Singular models of K3 surfaces

Question

Let us work over a ground field of characteristic zero. As is well-known, a K3 surface is a smooth projective geometrically integral surface $X$ whose canonical class $\omega_X$ is trivial and for which $\operatorname{H}^1(X,\mathscr{O}_X)$ vanishes.

A bit of folklore (proven e.g. in Beauville's Complex Algebraic Surfaces) is that if $X$ is a smooth complete intersection of a quadric and a cubic in $\mathbb{P}^4$, or a smooth complete intersection of three quadrics in $\mathbb{P}^5$, then $X$ is K3.

The question

Suppose I have a (non-smooth) complete intersection $X_{2,3}$ of a quadric and a cubic in $\mathbb{P}^4$ all of whose singularities are rational double points, and a (non-smooth) complete intersection $X_{2,2,2}$ of three quadrics in $\mathbb{P}^5$, again with at most rational double points.

Do these two surfaces have K3 surfaces as their minimal regular models?

I suspect the answer is yes; for example, since the singularities are assumed to be rational double points, they should admit a crepant resolution. However, I can't really locate this fact in the literature. As for the vanishing of the appropriate $\operatorname{H}^1$, I really haven't a clue.

Answer 1

Yes, this is true: the smooth minimal model is a $K3$ surface.

In fact, let $\bar{X}$ be the resolution of the singularities of $X$. Then the following holds.

(1) Rational double points impose no adjunction conditions to canonical forms, hence $\omega_{\bar{X}}$ is trivial.

(2) Rational double points have simultaneous resolution, hence $\bar{X}$ is deformation equivalent (and so diffeomorphic by Ehresmann's Theorem) to a smooth complete intersection $X^{sm}$ of the same type as $X$. This implies $b_1(\bar{X})=b_1(X^{sm})=0$, hence $H^1(\bar{X}, \, \mathcal{O}_{\bar{X}})=0$.

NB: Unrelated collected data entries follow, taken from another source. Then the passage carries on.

PR #1163, opened 2020-06-14
respect -Xlint or -Xlint:unused scalac options in RemoveUnused rule

taisukeoe:
This PullRequests suppress RemoveUnused configuration error if scalac options contain `-Xlint` or `-Xlint:unused`, both of which generate and add unused diagnostics message string into SemanticDB.

Note: There might be discussions at the following point.

## -Xlint linting options notation
Currently this PullRequest supports no explicit linting option (just `-Xlint`) or only a linting option per a line (`-Xlint:unused`) for implementation simplicity. IMHO this covers majority of `-Xlint` usage, as long as I check with "-Xlint" GitHub search.

This PR does NOT support multiple linting options together like `-Xlint:unused,constant`, wildcard like `-Xlint:_`, nor unary operator like `-Xlint:-constant,_`.

If we want to support multiple linting options notation or else above, it may need to introduce a simple scalac option parser (or just check in a naive way, like 
 `option.startsWith("-Xlint:") && (option.contains("_") || option.contains("unused")) && !option.contains("-unused")` ?).

### DIFF
--- a/scalafix-rules/src/main/scala/scalafix/internal/rule/RemoveUnused.scala
+++ b/scalafix-rules/src/main/scala/scalafix/internal/rule/RemoveUnused.scala
@@ -27,15 +27,17 @@ class RemoveUnused(config: RemoveUnusedConfig)
   override def isRewrite: Boolean = true
 
   private def warnUnusedPrefix = List("-Wunused", "-Ywarn-unused")
+  private def warnUnusedString = List("-Xlint", "-Xlint:unused")
   override def withConfiguration(config: Configuration): Configured[Rule] = {
     val hasWarnUnused = config.scalacOptions.exists(option =>
-      warnUnusedPrefix.exists(prefix => option.startsWith(prefix))
+      warnUnusedPrefix.exists(prefix => option.startsWith(prefix)) ||
+        warnUnusedString.contains(option)
     )
     if (!hasWarnUnused) {
       Configured.error(
         s"""|The Scala compiler option "-Ywarn-unused" is required to use RemoveUnused.
             |To fix this problem, update your build to use at least one Scala compiler
-            |option that starts with -Ywarn-unused or -Wunused (2.13 only)""".stripMargin
+            |option like -Ywarn-unused, -Xlint:unused, or -Wunused (2.13 only).""".stripMargin
       )
     } else {
       config.conf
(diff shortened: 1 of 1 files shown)


scalafix-rules/src/main/scala/scalafix/internal/rule/RemoveUnused.scala
```diff
@@ -27,15 +27,18 @@ class RemoveUnused(config: RemoveUnusedConfig)
...
+      warnUnusedPrefix.exists(prefix =>
+        option.startsWith(prefix) || warnUnusedString.contains(option)
+      )
     )
     if (!hasWarnUnused) {
       Configured.error(
         s"""|The Scala compiler option "-Ywarn-unused" is required to use RemoveUnused.
             |To fix this problem, update your build to use at least one Scala compiler
-            |option that starts with -Ywarn-unused or -Wunused (2.13 only)""".stripMargin
+            |option like -Ywarn-unused, -Xlint:unused, or -Wunused (2.13 only).""".stripMargin
```
taisukeoe, line 41: I didn't add `-Xlint` to suggestions in the error message since `-Xlint` is for multi purposes.

scalafix-rules/src/main/scala/scalafix/internal/rule/RemoveUnused.scala
```diff
@@ -27,15 +27,17 @@ class RemoveUnused(config: RemoveUnusedConfig)
...
-      warnUnusedPrefix.exists(prefix => option.startsWith(prefix))
+      warnUnusedPrefix.exists(prefix => option.startsWith(prefix)) ||
+        warnUnusedString.contains(option)
     )
     if (!hasWarnUnused) {
       Configured.error(
         s"""|The Scala compiler option "-Ywarn-unused" is required to use RemoveUnused.
             |To fix this problem, update your build to use at least one Scala compiler
-            |option that starts with -Ywarn-unused or -Wunused (2.13 only)""".stripMargin
+            |option like -Ywarn-unused, -Xlint:unused (2.12.2 or above), or -Wunused (2.13 only)""".stripMargin
```
taisukeoe, line 40: Unused warnings by `-Xlint` or `-Xlint:unused` are effective since Scala 2.12.2.

https://github.com/scala/bug/issues/10270
https://github.com/scala/scala/pull/5402

So suggesting `-Xlint:unused` is not relevant in Scala 2.12.1 or lower while Scalafix still supports 2.11 . To be safer, I would clarify which versions are supported.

For part (1) you can look at M. Reid's Young Person Guide to Canonical Singularities, whereas part (2) can be found in Kollar-Mori's book Birational Geometry of Algebraic Varieties.

Answer 2

For what it's worth, I wrote up a proof (pretty detailed) following the hints in Francesco Polizzi's answer. It's in an unpublished preprint found here (p. 38 onwards). I am not a geometer, so the exposition may be a little clunky, but at least I think all the crucial steps are there.